Same goes for using -std=c99 instead of -ansi, although casting to (void *)
does get rid of the warning.

------
bcantrill
This is a bit of an idiotic question because one is not testing knowledge of
computing or software systems, but rather trivial knowledge of an arcane
corner of the language. Indeed, this question is an interview anti-pattern
that I have historically labelled the "where-is-the-bathroom-in-my-house"
question: if someone has not been in your house, they would not know, and if
someone were in your house and had to take a leak, I trust they could figure
it out.

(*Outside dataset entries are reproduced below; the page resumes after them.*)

PR #770, opened 2026-06-15
chore: prepare major release 5.0.0

phil-davis:
5.0.0 (2026-06-15)
------------------
* #767 Drop PHP 7.4 8.0 8.1 and support PHP 8.2 and up (@phil-davis)
* #769 fix: minor code fixes (@phil-davis)
* #586 PHP types (@tcitworld @phil-davis)

This major release v5 declares function parameter and return types across the
codebase. Users will need to be careful to call functions/methods with the
correct types.

Support for PHP below 8.2 has been dropped.
This release supports PHP 8.2 and up.

### DIFF
--- a/CHANGELOG.md
+++ b/CHANGELOG.md
@@ -1,6 +1,19 @@
 ChangeLog
 =========
 
+5.0.0 (2026-07-07)
+------------------
+* #767 Drop PHP 7.4 8.0 8.1 and support PHP 8.2 and up (@phil-davis)
+* #769 fix: minor code fixes (@phil-davis)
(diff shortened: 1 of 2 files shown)


phil-davis:
Notes:
We haven't increased the `phpstan` level here. There could be lots of changes to do, such as #498 (that has been sitting there for years). Or adding array shape PHPdoc throughout, and so on. But that all requires quite a bit of effort.

We have applied `rector` to the code, and having all the parameter and return types is "a good thing".

I am proposing to make this major version 5, so that everyone can decide when they want to upgrade.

In my experience, these questions are most likely to be asked by
intellectual midgets who themselves would not be able to answer an equivalent
(but different) question.

So in the spirit of performing that experiment and exploring this interview
anti-pattern, here's my counter-challenge, which I argue is intellectually
equivalent:

    
    
      #include <stdio.h>
    
      void
      foo()
      {
              printf("in foo\n");
      }
    
      void
      main()
      {
              void (*func)(void) = foo;
    
              (************************************func)();
      }
    

What does that program do? Yeah, exactly: you just ran it. And you're
surprised, aren't you? And most importantly: who cares? Certainly not I when
I'm interviewing you -- where you can trust I will ask you deeper questions
than language arcana...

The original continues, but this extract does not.